Any Gerris parameter file can be manually "parallelised" as explained previously. Gerris also includes functions designed to create "parallelised" simulation files. A short description of these functions is given when typing:

% gerris2D -h

-s N --split=N splits the domain N times and returns the corresponding simulation -i --pid keep box pids when splitting -p N --partition=N partition the domain in 2^N subdomains and returns the corresponding simulation -b N --bubble=N partition the domain in N subdomains and returns the corresponding simulation

The option `-s`

is used to split the domain which will create more `GfsBoxes`

.
It takes the already existing domain, splits it N times and attribute a new pid to each `GfsBox`

(unless the `-i`

option is specified).

The `-p`

and `-b`

options are used to "parallelise" a Gerris file that already contains enough `GfsBoxes`

(at least 2^N for the `-p`

option and N for the `-b`

option). It will group the `GfsBoxes`

together in order to get 2^N (or N) subdomains. Each of these domains is attributed a different pid. The difference between the `-p`

and `-b`

options is the algorithm used to perform the graph partitioning. The `-b`

option uses a simple and fast *bubble partitioning* algorithm which will not necessarily yield well-balanced subdomains. The `-p`

options uses a more complex and slower *recursive bisection* algorithm which is optimised to yield well-balanced subdomains.

### Example: the GfsSimulation is 2D and made of 3 `GfsBoxes`

1- If only one processor is to be used no parallelisation is required.

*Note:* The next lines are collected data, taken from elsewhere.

PR #1333, opened 2024-02-24
Fix error starting server on new aiconfig yaml

saqadri:
Fix error starting server on new aiconfig yaml

When you create a new aiconfig yaml, the server fails to start.

This is because of changes to the flow where we are calling `updateServerState` in the launch flow of the editor, which in turn calls `getModeForDocument`. This function uses the file extension to determine if the document is JSON or YAML, but in the case of Untitled documents, there is no file URI.

Since it is reasonable to expect this flow for Untitled documents, the fix here is to use the document's content to determine the mode (try parsing it as JSON or as YAML).

https://github.com/lastmile-ai/lastmile/assets/25641935/1c96d099-d970-4e5f-9b58-3768451e591c

### DIFF
--- a/vscode-extension/package.json
+++ b/vscode-extension/package.json
@@ -180,6 +180,7 @@
   "dependencies": {
     "@vscode/python-extension": "^1.0.5",
     "async-mutex": "^0.4.1",
+    "js-yaml": "^4.1.0",
     "oboe": "^2.1.5",
     "portfinder": "^1.0.32",
     "ufetch": "^1.6.0"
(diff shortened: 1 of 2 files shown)


rholinshead (approved):
Ah, makes sense. I think this ok and accepting to unblock. I read through some related things (e.g. https://github.com/microsoft/vscode/issues/93441#issuecomment-646238906) and not sure if there is some workaround of setting the untitle file extension/path explicitly (would probably also resolve the other P0 about the file extension being just `.json` when saving the new JSON file)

We use the usual command line:

% gerris2D simulation.gfs

2- If 2 processors are to be used: being constituted of 3 `GfsBoxes`

2 solutions can be considered:

- Either the 3
`GfsBox`

can be redistributed in 2 subdomains, which are bound to be 1 subdomain of 1`GfsBox`

and one of 2`GfsBoxes`

. This can be done by:

% gerris2D -b 2 simulation.gfs > parallelsimulation.gfs

then the simulation can be started using:

% mpirun -np 2 gerris2D parallelsimulation.gfs

- If we want to get a better balance between the size of the 2 subdomains, it is possible to split the simulation once and then reassemble it.

The 3 `GfsBoxes`

can be split once which would create 3*4 = 12 `GfsBoxes`

% gerris2D -s 1 simulation.gfs > splitsimulation.gfs

then the 12 `GfsBoxes`

simulation can be partitioned in 2 groups of 6 `GfsBoxes`

, where the same pid is given to the `GfsBoxes`

of the same subdomain:

% gerris2D -b 2 splitsimulation.gfs > parallelsimulation.gfs

The simulation is still started in the same way:

% mpirun -np 2 gerris2D parallelsimulation.gfs

3- If 4 processors are to be used, then the domain has to be split anyway.

The 3 `GfsBoxes`

can be split once wich would create 3*4 = 12 `GfsBoxes`

% gerris2D -s 1 simulation.gfs > splitsimulation.gfs

then the 12 `GfsBoxes`

simulation can be partitioned in 4 groups of 3 `GfsBoxes`

, where the same pid is given to the `GfsBoxes`

of the same subdomain:

% gerris2D -b 4 splitsimulation.gfs > parallelsimulation.gfs

The simulation is still started in the same way:

% mpirun -np 4 gerris2D parallelsimulation.gfs

### Dynamic load-balancing

When adaptive mesh refinement is used, the number of cells of each subdomain will change during the course of the simulation. If the size of the subdomains is not changed, some processors will end up working much harder than others which will lead to inefficient parallelisation. It is then necessary to "rebalance" the simulation. This is done using the GfsEventBalance object. Note that in this case the quality of the initial partition does not matter much as it will be rebalanced regularly anyway. In this case using the simpler and faster `-b`

option to create the initial partition is adequate.